Saved data entries:
..........
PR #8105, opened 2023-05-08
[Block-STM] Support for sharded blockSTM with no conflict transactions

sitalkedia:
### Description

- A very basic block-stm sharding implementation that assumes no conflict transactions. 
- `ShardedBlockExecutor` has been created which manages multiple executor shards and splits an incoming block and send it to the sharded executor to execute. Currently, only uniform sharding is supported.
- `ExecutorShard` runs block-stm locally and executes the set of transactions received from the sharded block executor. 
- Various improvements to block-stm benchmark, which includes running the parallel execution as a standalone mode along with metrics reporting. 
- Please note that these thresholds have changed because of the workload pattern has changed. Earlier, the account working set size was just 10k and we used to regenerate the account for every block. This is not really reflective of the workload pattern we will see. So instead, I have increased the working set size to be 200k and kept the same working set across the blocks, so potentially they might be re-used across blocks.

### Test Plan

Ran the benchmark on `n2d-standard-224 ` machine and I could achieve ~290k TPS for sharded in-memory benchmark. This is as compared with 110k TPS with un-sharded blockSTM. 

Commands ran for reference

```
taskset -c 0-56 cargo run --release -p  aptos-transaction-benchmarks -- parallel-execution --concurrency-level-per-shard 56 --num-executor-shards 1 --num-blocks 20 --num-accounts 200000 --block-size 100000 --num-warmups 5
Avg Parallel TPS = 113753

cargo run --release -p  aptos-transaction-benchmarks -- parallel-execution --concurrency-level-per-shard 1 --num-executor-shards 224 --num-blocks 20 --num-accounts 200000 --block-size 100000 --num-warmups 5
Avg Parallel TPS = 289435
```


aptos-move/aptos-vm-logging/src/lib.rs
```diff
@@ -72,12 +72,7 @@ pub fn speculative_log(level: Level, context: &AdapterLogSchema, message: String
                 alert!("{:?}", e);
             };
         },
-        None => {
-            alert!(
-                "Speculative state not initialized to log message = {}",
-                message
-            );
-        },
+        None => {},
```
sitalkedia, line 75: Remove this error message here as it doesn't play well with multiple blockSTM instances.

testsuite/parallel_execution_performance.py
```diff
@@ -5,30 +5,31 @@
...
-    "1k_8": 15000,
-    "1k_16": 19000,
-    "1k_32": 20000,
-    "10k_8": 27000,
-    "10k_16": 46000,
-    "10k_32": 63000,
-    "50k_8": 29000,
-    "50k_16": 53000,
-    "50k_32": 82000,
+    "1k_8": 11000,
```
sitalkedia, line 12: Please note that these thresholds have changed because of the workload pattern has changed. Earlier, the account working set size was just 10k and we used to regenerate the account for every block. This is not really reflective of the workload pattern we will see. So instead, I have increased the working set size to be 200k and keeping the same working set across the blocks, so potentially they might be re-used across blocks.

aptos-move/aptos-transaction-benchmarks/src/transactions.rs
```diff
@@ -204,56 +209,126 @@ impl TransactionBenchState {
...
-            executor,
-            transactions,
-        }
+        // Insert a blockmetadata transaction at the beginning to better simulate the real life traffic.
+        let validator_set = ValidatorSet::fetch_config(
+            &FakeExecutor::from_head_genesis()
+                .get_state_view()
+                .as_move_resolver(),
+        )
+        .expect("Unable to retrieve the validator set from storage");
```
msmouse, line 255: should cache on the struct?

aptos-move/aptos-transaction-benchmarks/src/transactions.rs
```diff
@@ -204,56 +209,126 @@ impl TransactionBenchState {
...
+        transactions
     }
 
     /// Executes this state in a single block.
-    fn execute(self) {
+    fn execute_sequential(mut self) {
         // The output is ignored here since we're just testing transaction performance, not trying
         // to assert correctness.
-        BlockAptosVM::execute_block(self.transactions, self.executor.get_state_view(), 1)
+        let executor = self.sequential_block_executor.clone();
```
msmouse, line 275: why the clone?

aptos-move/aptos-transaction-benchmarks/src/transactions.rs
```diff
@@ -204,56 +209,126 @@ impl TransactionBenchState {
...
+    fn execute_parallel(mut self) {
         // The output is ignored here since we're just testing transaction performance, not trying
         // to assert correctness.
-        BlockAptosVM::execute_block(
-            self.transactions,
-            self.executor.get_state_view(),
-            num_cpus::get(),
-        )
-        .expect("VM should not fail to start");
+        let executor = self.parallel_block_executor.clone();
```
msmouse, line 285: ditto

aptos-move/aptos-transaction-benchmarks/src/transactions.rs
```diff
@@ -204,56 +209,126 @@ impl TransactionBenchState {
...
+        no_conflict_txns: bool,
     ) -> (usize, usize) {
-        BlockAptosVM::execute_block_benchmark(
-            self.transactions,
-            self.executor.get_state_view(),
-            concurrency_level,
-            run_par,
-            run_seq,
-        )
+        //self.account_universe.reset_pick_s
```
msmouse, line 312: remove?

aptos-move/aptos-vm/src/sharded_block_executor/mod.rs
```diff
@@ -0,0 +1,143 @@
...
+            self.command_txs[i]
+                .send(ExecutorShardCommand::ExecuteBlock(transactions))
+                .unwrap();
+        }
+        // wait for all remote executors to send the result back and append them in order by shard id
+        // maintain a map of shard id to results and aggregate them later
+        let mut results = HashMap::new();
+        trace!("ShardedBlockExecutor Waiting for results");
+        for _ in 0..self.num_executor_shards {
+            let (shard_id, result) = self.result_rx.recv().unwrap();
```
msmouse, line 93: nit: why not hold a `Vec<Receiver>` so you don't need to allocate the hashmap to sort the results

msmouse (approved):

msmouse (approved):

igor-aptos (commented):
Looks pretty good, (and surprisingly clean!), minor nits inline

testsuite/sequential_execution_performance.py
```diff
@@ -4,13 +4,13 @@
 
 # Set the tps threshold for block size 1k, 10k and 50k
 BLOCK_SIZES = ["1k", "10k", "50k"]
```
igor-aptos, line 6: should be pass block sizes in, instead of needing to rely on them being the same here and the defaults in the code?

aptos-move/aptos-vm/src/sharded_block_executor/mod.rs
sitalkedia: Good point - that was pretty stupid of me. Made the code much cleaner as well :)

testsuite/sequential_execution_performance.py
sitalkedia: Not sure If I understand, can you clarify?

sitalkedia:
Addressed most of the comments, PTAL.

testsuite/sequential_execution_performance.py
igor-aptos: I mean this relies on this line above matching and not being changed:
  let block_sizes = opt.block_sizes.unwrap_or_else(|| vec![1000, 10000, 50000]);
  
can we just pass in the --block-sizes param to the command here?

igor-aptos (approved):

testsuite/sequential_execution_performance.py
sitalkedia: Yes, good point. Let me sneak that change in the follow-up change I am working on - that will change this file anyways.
..........
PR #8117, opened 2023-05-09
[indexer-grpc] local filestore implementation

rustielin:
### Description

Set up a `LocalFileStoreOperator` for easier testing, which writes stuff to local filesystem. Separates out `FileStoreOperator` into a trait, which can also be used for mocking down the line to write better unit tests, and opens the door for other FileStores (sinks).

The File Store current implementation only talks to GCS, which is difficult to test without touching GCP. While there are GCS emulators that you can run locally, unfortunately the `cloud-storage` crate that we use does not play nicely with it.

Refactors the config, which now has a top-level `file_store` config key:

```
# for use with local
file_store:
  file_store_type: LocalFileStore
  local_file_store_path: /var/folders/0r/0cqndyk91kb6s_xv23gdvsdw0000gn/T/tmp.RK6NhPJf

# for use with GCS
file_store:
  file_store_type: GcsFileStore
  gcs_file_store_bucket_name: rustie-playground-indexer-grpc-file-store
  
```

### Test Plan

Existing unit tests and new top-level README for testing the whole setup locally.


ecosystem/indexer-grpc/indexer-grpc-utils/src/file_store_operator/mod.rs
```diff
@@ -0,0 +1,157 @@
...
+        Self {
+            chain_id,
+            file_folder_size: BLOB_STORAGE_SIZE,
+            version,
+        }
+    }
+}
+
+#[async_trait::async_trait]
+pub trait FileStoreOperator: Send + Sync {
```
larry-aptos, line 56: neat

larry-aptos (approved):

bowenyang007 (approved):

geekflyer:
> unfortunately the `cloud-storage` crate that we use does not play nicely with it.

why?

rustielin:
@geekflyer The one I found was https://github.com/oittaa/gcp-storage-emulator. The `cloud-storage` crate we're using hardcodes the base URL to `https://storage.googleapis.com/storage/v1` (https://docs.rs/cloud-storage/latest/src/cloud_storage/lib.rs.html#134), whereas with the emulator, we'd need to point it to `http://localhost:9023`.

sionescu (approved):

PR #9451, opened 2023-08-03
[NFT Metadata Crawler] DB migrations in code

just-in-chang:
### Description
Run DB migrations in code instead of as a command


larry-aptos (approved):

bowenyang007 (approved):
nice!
..........
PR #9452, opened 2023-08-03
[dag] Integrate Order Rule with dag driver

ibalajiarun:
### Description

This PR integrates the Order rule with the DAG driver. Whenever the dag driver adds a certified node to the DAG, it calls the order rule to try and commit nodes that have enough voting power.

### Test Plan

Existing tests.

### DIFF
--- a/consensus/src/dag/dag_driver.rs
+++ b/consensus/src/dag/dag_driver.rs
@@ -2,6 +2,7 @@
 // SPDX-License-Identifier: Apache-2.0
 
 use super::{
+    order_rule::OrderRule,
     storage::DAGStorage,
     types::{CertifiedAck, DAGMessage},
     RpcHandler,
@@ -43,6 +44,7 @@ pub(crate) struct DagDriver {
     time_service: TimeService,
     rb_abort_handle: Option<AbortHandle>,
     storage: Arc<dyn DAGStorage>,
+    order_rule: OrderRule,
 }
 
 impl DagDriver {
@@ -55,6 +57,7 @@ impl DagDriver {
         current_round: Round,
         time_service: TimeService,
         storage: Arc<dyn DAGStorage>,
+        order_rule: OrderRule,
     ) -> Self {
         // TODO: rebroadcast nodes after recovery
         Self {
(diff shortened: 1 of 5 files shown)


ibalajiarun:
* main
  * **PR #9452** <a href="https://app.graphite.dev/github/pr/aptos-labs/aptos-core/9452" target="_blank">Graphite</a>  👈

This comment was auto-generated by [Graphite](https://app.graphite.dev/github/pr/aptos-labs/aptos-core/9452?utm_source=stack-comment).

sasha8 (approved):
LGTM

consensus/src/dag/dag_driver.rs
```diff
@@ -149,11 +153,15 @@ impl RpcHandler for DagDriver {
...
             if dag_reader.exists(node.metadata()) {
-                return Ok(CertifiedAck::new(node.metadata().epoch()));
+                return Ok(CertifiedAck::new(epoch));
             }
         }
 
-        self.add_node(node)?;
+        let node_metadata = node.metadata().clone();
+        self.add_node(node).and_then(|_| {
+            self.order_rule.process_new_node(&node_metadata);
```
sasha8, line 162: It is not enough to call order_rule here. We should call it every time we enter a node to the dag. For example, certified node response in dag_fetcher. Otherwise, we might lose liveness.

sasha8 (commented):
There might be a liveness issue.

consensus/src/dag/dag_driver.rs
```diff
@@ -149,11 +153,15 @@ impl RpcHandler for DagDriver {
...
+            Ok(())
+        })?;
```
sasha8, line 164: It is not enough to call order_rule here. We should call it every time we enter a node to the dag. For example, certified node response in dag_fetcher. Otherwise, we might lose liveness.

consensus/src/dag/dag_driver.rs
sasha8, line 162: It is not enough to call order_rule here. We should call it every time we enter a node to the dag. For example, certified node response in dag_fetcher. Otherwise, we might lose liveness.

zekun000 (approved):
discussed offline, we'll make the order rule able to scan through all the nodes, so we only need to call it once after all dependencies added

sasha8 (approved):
..........
## TASK DESCRIPTION
Give back the records above exactly, limited to the lines between the one holding "PR #8117, opened 2023-05-09" and the one holding "other FileStores (sinks).", inclusive.

## ANSWER SECTION
PR #8117, opened 2023-05-09
[indexer-grpc] local filestore implementation

rustielin:
### Description

Set up a `LocalFileStoreOperator` for easier testing, which writes stuff to local filesystem. Separates out `FileStoreOperator` into a trait, which can also be used for mocking down the line to write better unit tests, and opens the door for other FileStores (sinks).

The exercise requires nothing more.